Department of Computer Science, University of Saskatchewan, Saskatoon, Canada.
Department of Mathematics and Statistics, University of Saskatchewan, Saskatoon, Canada.
BMC Genomics. 2017 Nov 17;18(Suppl 9):862. doi: 10.1186/s12864-017-4227-z.
Transposable elements (TEs) are interspersed DNA sequences that can move or copy to new positions within a genome. TEs are believed to promote speciation and their activities play a significant role in human disease. In the human genome, the 22 AluY and 6 AluS TE subfamilies have been the most recently active, and their transposition has been implicated in many inherited human diseases and in various forms of cancer. Therefore, understanding their transposition activity is very important and identifying the factors that affect their transpositional activity is of great interest. Recently, there has been some work done to quantify the activity levels of active Alu TEs based on variation in the sequence. Given this activity data, an analysis of TE activity based on the position of mutations is conducted.

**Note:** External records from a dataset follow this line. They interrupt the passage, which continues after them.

Issue #1508, opened 2025-07-07
Integration and design questions around new CF2 defconfigs (cf2p, cf2t)


gemenerik:
#1465 added two new defconfigs: `cf2p_defconfig` (for upgraded propellers) and `cf2t_defconfig` (for the thrust upgrade kit).

At the moment, they don’t seem to be fully integrated - they aren’t documented, included in build_targets.json, or part of CI or automated testing.

Beyond that, a few broader questions came up while looking at how these are being used:

* Both defconfigs still set `CONFIG_PLATFORM_CF2=y` and only differ from the base CF2 by the battery compensation setting.
That raises the question: is this kind of variation best handled through separate defconfigs, or should it be exposed via Kconfig?
* There’s also some blurring between platform identity and configuration. Even though these are clearly still CF2 in software, treating them as separate defconfigs invites interpretation that they represent distinct platforms.
* More generally, it’s not always clear where a particular setting is configured between Kconfig, defconfigs, and platform defaults, it can take effort to track down what’s actually in effect.

Opening this up for discussion: what’s the intended role of these defconfigs, and how should we approach this kind of variation going forward?

ataffanel:
Result of triage discussion, we should:
- [ ] Delete the defconfig
- [ ] Document how to compile the firmware using KConfig to enable the right battery compensation
- [ ] Open a new Client/Firmware issue about allowing to configure the hardware setup of a Crazyflie.

gemenerik:
I propose two core principles for defconfigs:
  1. Every defconfig must represent a distinct platform - not just a configuration variant or use case
  2. Every defconfig must correspond to a precompiled binary that users can flash via cfclient

  These principles create clear accountability and prevent architectural confusion. If we're not willing to maintain and release a platform binary, or if it's not actually a separate platform, it shouldn't be a defconfig.

The recently added `cf2p_defconfig` and `cf2t_defconfig` violate both principles. They exist in the configs directory but aren't built in CI or released as binaries, creating a disconnect between what defconfigs imply and what they deliver. More fundamentally, they're not separate platforms - we've never considered the CF2 with thrust upgrade kit or upgraded propellers as distinct platforms (not internally, not in documentation, and not in store listings). Even their defconfig files acknowledge this with CONFIG_PLATFORM_CF2=y. 

[...]

PR #1527, opened 2025-09-16
Clean up defconfig architecture

gemenerik:
Remove cf2p/cf2t defconfigs (should be runtime config) and convert sysid/wearable to platform-agnostic .conf overlays.


ArisMorgens (approved):
This seems like a good step forward, as you explained in #1508. Nice work!

gemenerik:
> This seems like a good step forward, as you explained in #1508. Nice work!

Oh yeah, thanks for tagging that one. Good for future reference.

PR #1534, opened 2025-10-01
Fix USD deck graceful shutdown file corruption

gemenerik:
The shutdown callback was using a mutex (starts available) instead of a binary semaphore (starts empty), causing it to return immediately without waiting for the write task to finish flushing data and closing the file. This resulted in file corruption when powering off during active logging. 

Changes: 
- Use binary semaphore for shutdown synchronization
- Set enableLogging=false to exit logging loop on shutdown 
- Increase timeout from 15ms to 100ms for safety

Thanks to @krombel for reporting and investigating this issue in #1532


tobbeanton (approved):
Nice!

PR #1535, opened 2025-10-03
Updates in arming and idle thrust

ArisMorgens:
This PR adds `MOTORS_DEFAULT_IDLE_THRUST`  in Kconfig, as specified [here](https://github.com/bitcraze/crazyflie-firmware/blob/46a90870d4cbe22f6e397f4f1ba8a1d9ff2e02e9/docs/functional-areas/supervisor/arming.md?plain=1#L39C1-L39C109). 
- It is enabled if `MOTORS_REQUIRE_ARMING` is also enabled. 
- Its default value is `7000`, so it's visible to the user when the platform is ready to fly.
- Instead of defining it for each platform separately, it is now configurable in menuconfig.

This PR also makes arming required if the BigQuad deck is enabled. This check is moved in `platform_defaults.h` instead of `platform_defaults_cf2.h` just in case someone is using the BigQuad with a platform other than the Crazyflie 2.x.


src/modules/src/Kconfig
```diff
@@ -165,6 +165,15 @@ config MOTORS_REQUIRE_ARMING
         When enabled, system must be armed to be able to take off. Arming can
         be done in several ways, e.g. though cfclient or external transmitter.
 
+config MOTORS_DEFAULT_IDLE_THRUST
+    int "Idle thrust for the armed motors"
+    depends on MOTORS_REQUIRE_ARMING
+    range 0 65535
```
tobbeanton: Maybe we should limit the range to say 15000 as more then this should "never" be needed?

tobbeanton (commented):
Nice improvement and perhaps adding the little additional safety.

src/modules/src/Kconfig
ArisMorgens: Good point. Fixed in [this commit](https://github.com/bitcraze/crazyflie-firmware/pull/1535/commits/dfece58308c78bd6fd28ce3398679021351f6d56).

PR #1537, opened 2025-10-06
Updated the app layer documentation to include macOS GNU error fix

enyanil:
Updated the app layer documentation to include macOS GNU error fix when builing the app according to [discussion #1751](https://github.com/orgs/bitcraze/discussions/1751).


ArisMorgens (approved):
Looks good!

A method/simulation is created to computationally predict so-called harmful mutation regions in the consensus sequence of a TE; that is, mutations that occur in these regions decrease the transpositional activity dramatically. The methods are applied to the most active subfamily, AluY, to identify the harmful regions, and seven harmful regions are identified within the AluY consensus with q-values less than 0.05. A supplementary simulation also shows that the identified harmful regions covering the AluYa5 RNA functional regions are not occurring by chance. This method is then applied to two additional TE families: the Alu family and the L1 family, to computationally detect the harmful regions in these elements.
We use a computational method to identify a set of harmful mutation regions. Mutations within the identified harmful regions decrease the transpositional activity of active elements. The correlation between the mutations within these regions and the transpositional activity of TEs are shown to be statistically significant. Verifications are presented using the activity of AluY elements and the secondary structure of the AluYa5 RNA, providing evidence that the method is successfully identifying harmful mutation regions.
转座元件(TEs)是散布在 DNA 序列中的可移动或复制到基因组内新位置的序列。TEs 被认为促进了物种形成,其活动在人类疾病中起着重要作用。在人类基因组中,22 个 AluY 和 6 个 AluS TE 亚家族是最近最活跃的,它们的转座已被牵连到许多遗传性人类疾病和各种形式的癌症中。因此,了解它们的转座活性非常重要,确定影响它们转座活性的因素也非常有趣。最近,已经有一些工作基于序列变化来量化活性 Alu TE 的活性水平。有了这些活性数据,就可以基于突变的位置对 TE 活性进行分析。
创建了一种方法/模拟来计算 TE 一致性序列中所谓的有害突变区域;也就是说,这些区域发生的突变会极大地降低转座活性。该方法应用于最活跃的亚家族 AluY,以确定有害区域,并在 AluY 一致性中确定了七个 q 值小于 0.05 的有害区域。补充模拟还表明,覆盖 AluYa5 RNA 功能区域的识别出的有害区域并非偶然发生。然后将该方法应用于另外两个 TE 家族:Alu 家族和 L1 家族,以计算这些元件中的有害区域。
我们使用一种计算方法来识别一组有害突变区域。这些识别出的有害区域内的突变会降低活性元件的转座活性。这些区域内的突变与 TE 转座活性之间的相关性被证明具有统计学意义。使用 AluY 元素的活性和 AluYa5 RNA 的二级结构进行验证,提供了该方法成功识别有害突变区域的证据。